Faire reconnaître les viols qu’elles ont subis comme crimes de guerre, c’est l’objectif que se sont fixé des Djiboutiennes constitué en Comité.
Comme des centaines d’autres femmes de par le monde.

La France a su jouer des rivalités entre les deux ethnies qui peuplent la République de Djibouti : les Afars et les Issas. Depuis l’indépendance en 1977, le pouvoir s’est progressivement concentré entre les mains des seconds. L’indécrottable président Hassan Gouled a durci la répression contre l’opposition, qui s’est en 1991 transformée en lutte armée.

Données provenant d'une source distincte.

Issue #1063, opened 2017-05-26
[XF]Master of MasterDetailPage will not be destroyed.


nuitsjp:
### Package info

- Platform: All
- Prism version: 6.3

### Repro steps

Master of MasterDetailPage will not be destroyed.
PageUtilities # Only Detail is called in DestroyChildren.

brianlagunas:
Ahh, another good catch.  Great job!

PR #1064, opened 2017-05-26
Fix Destroy for MasterDetailPage.

nuitsjp:

Fixes issue #1063 .

- Fixed to call Destroy of MasterPage

### DIFF
--- a/Source/Xamarin/Prism.Forms/Common/PageUtilities.cs
+++ b/Source/Xamarin/Prism.Forms/Common/PageUtilities.cs
@@ -47,6 +47,7 @@ namespace Prism.Common
         {
             if (page is MasterDetailPage)
             {
+                DestroyPage(((MasterDetailPage)page).Master);
                 DestroyPage(((MasterDetailPage)page).Detail);
             }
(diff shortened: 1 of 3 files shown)


Source/Xamarin/Prism.Forms/Common/PageUtilities.cs
```diff
@@ -47,6 +47,7 @@ private static void DestroyChildren(Page page)
         {
             if (page is MasterDetailPage)
             {
+                DestroyPage(((MasterDetailPage)page).Master);
```
dansiegel: I'm a fan of this being inside of `DestroyChildren`. The parent should be Destroyed by `InvokeViewAndViewModelAction<IDestructible>(page, v => v.Destroy());` on line 35. If that's not occurring I would like to know why and address that issue instead.

brianlagunas: This is not about the actual MasterDetailPage, it's about destroying the MasterDetailPage.Master page.  I am destroying the Detail, but totally forgot about the Master.

PR #1066, opened 2017-05-27
NuGet dependencies should follow project references

bartlannoeye:
Following on #1062

### DIFF
--- a/Source/nuspecs/Prism.Autofac.nuspec
+++ b/Source/nuspecs/Prism.Autofac.nuspec
@@ -18,14 +18,14 @@
     <dependencies>
       
       <group targetFramework=".NETFramework4.5">
-        <dependency id="Autofac" version="3.5.2" />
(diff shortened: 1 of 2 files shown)


dansiegel:
This is not needed as it is being redone

bartlannoeye:
Looks like I overlooked your work on .net standard #mailboxoverload

dansiegel:
@bartlannoeye we're going to be splitting UWP and WPF into separate packages so each platform can get updates independent of one another, and I'll be updating the UWP projects to the new MSBuildSDK format. Also the nuspecs are getting moved into a centralized build folder that will have all of the build scripts so you can build locally or on AppVeyor.

brianlagunas:
because we are splitting out the UWP nuspecs I am closing this PR.  We should have a lot more flexibility regarding releasing platform updates with everything having it's own packages.

PR #1067, opened 2017-05-28
Fix destory older pages when navigation from NavigationPage

nuitsjp:

Fixes issue  #1045 .

When there are multiple pages in Navigation Stack, when navigation from NavigationPage, Destroy of removed page from Stack is not called.
Fixed this problem.

It is redoing of this PR #1051 .


nuitsjp:
I made a new PR #1051 , so I will close it.

nuitsjp:
I was wrong.
Here is the correct PR.

Source/Xamarin/Prism.Forms/Navigation/PageNavigationService.cs
```diff
@@ -210,40 +210,45 @@ protected virtual Task ProcessNavigationForAbsoulteUri(Queue<string> segments, N
...
+                destroyPages = new List<Page>();
+            }
 
-                var newRoot = CreatePageFromSegment(nextSegment);
-                await ProcessNavigation(newRoot, segments, parameters, false, animated);
+            var currentNavRoot = currentPage.Navigation.NavigationStack[0];
+            var nextPageType = PageNavigationRegistry.GetPageType(UriParsingHelper.GetSegmentName(nextSegment));
 
-                await DoNavigateAction(currentNavRoot, nextSegment, newRoot, parameters, async () =>
+            var replaseRoot = currentNavRoot.GetType() != nextPageType;
```
brianlagunas: misspelling: replaceRoot

Source/Xamarin/Prism.Forms/Navigation/PageNavigationService.cs
```diff
@@ -210,40 +210,45 @@ protected virtual Task ProcessNavigationForAbsoulteUri(Queue<string> segments, N
...
+            var rootPage = replaseRoot ? CreatePageFromSegment(nextSegment) : currentNavRoot;
+            await ProcessNavigation(rootPage, segments, parameters, false, animated);
+            await DoNavigateAction(currentNavRoot, nextSegment, rootPage, parameters, async () =>
+            {
+                if (replaseRoot)
```
brianlagunas: You are not handling the scenario of when **clearNavStack** is false pages are pushed onto the stack.  Right now, that scenario is broken.  I should probably have a test for that :)

nuitsjp:
Thanks for the review.
It corresponds to the weekend. Maybe.

nuitsjp:
Fixed.
Please review.

Source/Xamarin/Prism.Forms/Navigation/PageNavigationService.cs
```diff
@@ -201,49 +201,59 @@ protected virtual Task ProcessNavigationForAbsoulteUri(Queue<string> segments, N
...
-                    await DoPush(currentPage, newRoot, false, animated);
+                    await DoPush(currentPage, nextPage, false, animated);
                 });
                 return;
             }
+            if (!GetClearNavigationPageNavigationStack(currentPage))
+            {
+                var fromPage = currentPage.Navigation.NavigationStack.Last();
+                var nextPage = CreatePageFromSegment(nextSegment);
+                await ProcessNavigation(nextPage, segments, parameters, false, animated);
```
brianlagunas: Now when ClearNavigationStackOnNavigation is false and the current page is the same as the page being navigated to, you get a duplicate page.  You need to also check to make sure the target page is not the same type as the current page. Similar to line 223

nuitsjp:
I understand and fixed it!
Please review.

PR #2218, opened 2021-05-26
Facet filters: Don't remove spaces from value

### LINKED ISSUE #2217: BUG: Facet filters don't work with term names containing spaces
**Describe the bug**

As we are [removing white spaces from the value typed by the user](https://github.com/10up/ElasticPress/blob/develop/assets/js/facets.js#L13) in Facets filters, it won't match term names that contain spaces.

**Steps to Reproduce**
1. Create a category called "New York" and assign a post to it
2. Create a facets widget with more than 15 terms, so filtering is enabled
3. Type "New Y"
4. See the term won't be displayed

**Expected behavior**
The term should be displayed

**Screenshots**

facet-filter

felipeelia:
### Description of the Change

As we don't remove spaces from the term name while generating the data-term-name attribute (see [here](https://github.com/10up/ElasticPress/blob/3.5.6/includes/classes/Feature/Facets/Widget.php#L188)), there is no point in removing it from the user inputted value.

### Verification Process

1. Create a category called "New York" and assign a post to it
2. Create a facets widget with more than 15 terms, so filtering is enabled
3. Type "New Y"
4. See the term there

### Applicable Issues

Closes #2217

### Changelog Entry

- Fix an error in facets filters where terms wouldn't match if the user types a space


oscarssanchez (approved):
LGTM!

Des villages afars, principalement situés au nord et au sud-ouest du pays, sympathisants du FRUD (Front pour la Restauration de l’Unité et de la Démocratie) se sont vidés de leurs hommes valides. Restaient les vieillards, les enfants et les femmes. Dans ces villages, les soldats de l’armée gouvernementale sont entrés et ont pratiqué des viols en série, quasi systématiques, assortis de tortures et parfois conclus par un assassinat…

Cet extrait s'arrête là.